DATA SHOWN Start Marker

PR #7336, opened 2020-01-10
Continue to use same .receive() method on disconnection

### LINKED ISSUE #7273: On transient connection failures, original `.receive()` call stops.
When a transient failure occurs in the connection, the connection is revived, but the original `.receive(String partitionId, EventPosition position)` stops pushing out events. Consumers need to perform another `.receive()`.

conniey:
* Adds AmqpReceiveLinkProcessor to fetch new links when one dies.
* Fixes logging for ActiveToken provider to give the resource rather than a full scope

Fixes #7273

### DIFF
--- a/sdk/core/azure-core-amqp/src/main/java/com/azure/core/amqp/implementation/RetryUtil.java
+++ b/sdk/core/azure-core-amqp/src/main/java/com/azure/core/amqp/implementation/RetryUtil.java
@@ -81,12 +81,12 @@ public class RetryUtil {
                 }
 
                 if (error instanceof TimeoutException) {
-                    LOGGER.info("TimeoutException error occurred. Retrying operation. Attempt: {}. Error: {}",
+                    LOGGER.info("TimeoutException error occurred. Retrying operation. Attempt: {}.",
                         attempt, error);
 
                     return retryPolicy.calculateRetryDelay(error, attempt);
                 } else if (error instanceof AmqpException && (((AmqpException) error).isTransient())) {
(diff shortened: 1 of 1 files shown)


sdk/eventhubs/azure-messaging-eventhubs/src/main/java/com/azure/messaging/eventhubs/EventHubPartitionAsyncConsumer.java
```diff
@@ -3,127 +3,68 @@
...
         this.consumerGroup = consumerGroup;
         this.partitionId = partitionId;
-        this.emitterProcessor = EmitterProcessor.create(prefetchCount, false);
+        this.emitterProcessor = amqpReceiveLinkProcessor
+            .map(message -> onMessageReceived(message))
+            .doOnNext(event -> {
+                // Keep track of the last position so if the link goes down, we don't start from the original location.
+                final Long offset = event.getData().getOffset();
+                if (offset != null) {
+                    currentEventPosition.set(EventPosition.fromOffset(offset));
```
srnagar: Would it be more efficient if we just kept track of offset (long value) and convert to EventPosition only when the link goes down to restore the link? It prevents creating a lot of EventPosition objects.

conniey: Makes sense. I'll update it.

DATA SHOWN End Marker

- ASSIGNED TASK:
Each line of the material above must be retyped exactly as written.

- ANSWER SECTION:
PR #7336, opened 2020-01-10
Continue to use same .receive() method on disconnection

### LINKED ISSUE #7273: On transient connection failures, original `.receive()` call stops.
When a transient failure occurs in the connection, the connection is revived, but the original `.receive(String partitionId, EventPosition position)` stops pushing out events. Consumers need to perform another `.receive()`.

conniey:
* Adds AmqpReceiveLinkProcessor to fetch new links when one dies.
* Fixes logging for ActiveToken provider to give the resource rather than a full scope

Fixes #7273

### DIFF
--- a/sdk/core/azure-core-amqp/src/main/java/com/azure/core/amqp/implementation/RetryUtil.java
+++ b/sdk/core/azure-core-amqp/src/main/java/com/azure/core/amqp/implementation/RetryUtil.java
@@ -81,12 +81,12 @@ public class RetryUtil {
                 }
 
                 if (error instanceof TimeoutException) {
-                    LOGGER.info("TimeoutException error occurred. Retrying operation. Attempt: {}. Error: {}",
+                    LOGGER.info("TimeoutException error occurred. Retrying operation. Attempt: {}.",
                         attempt, error);
 
                     return retryPolicy.calculateRetryDelay(error, attempt);
                 } else if (error instanceof AmqpException && (((AmqpException) error).isTransient())) {
(diff shortened: 1 of 1 files shown)


sdk/eventhubs/azure-messaging-eventhubs/src/main/java/com/azure/messaging/eventhubs/EventHubPartitionAsyncConsumer.java
```diff
@@ -3,127 +3,68 @@
...
         this.consumerGroup = consumerGroup;
         this.partitionId = partitionId;
-        this.emitterProcessor = EmitterProcessor.create(prefetchCount, false);
+        this.emitterProcessor = amqpReceiveLinkProcessor
+            .map(message -> onMessageReceived(message))
+            .doOnNext(event -> {
+                // Keep track of the last position so if the link goes down, we don't start from the original location.
+                final Long offset = event.getData().getOffset();
+                if (offset != null) {
+                    currentEventPosition.set(EventPosition.fromOffset(offset));
```
srnagar: Would it be more efficient if we just kept track of offset (long value) and convert to EventPosition only when the link goes down to restore the link? It prevents creating a lot of EventPosition objects.

conniey: Makes sense. I'll update it.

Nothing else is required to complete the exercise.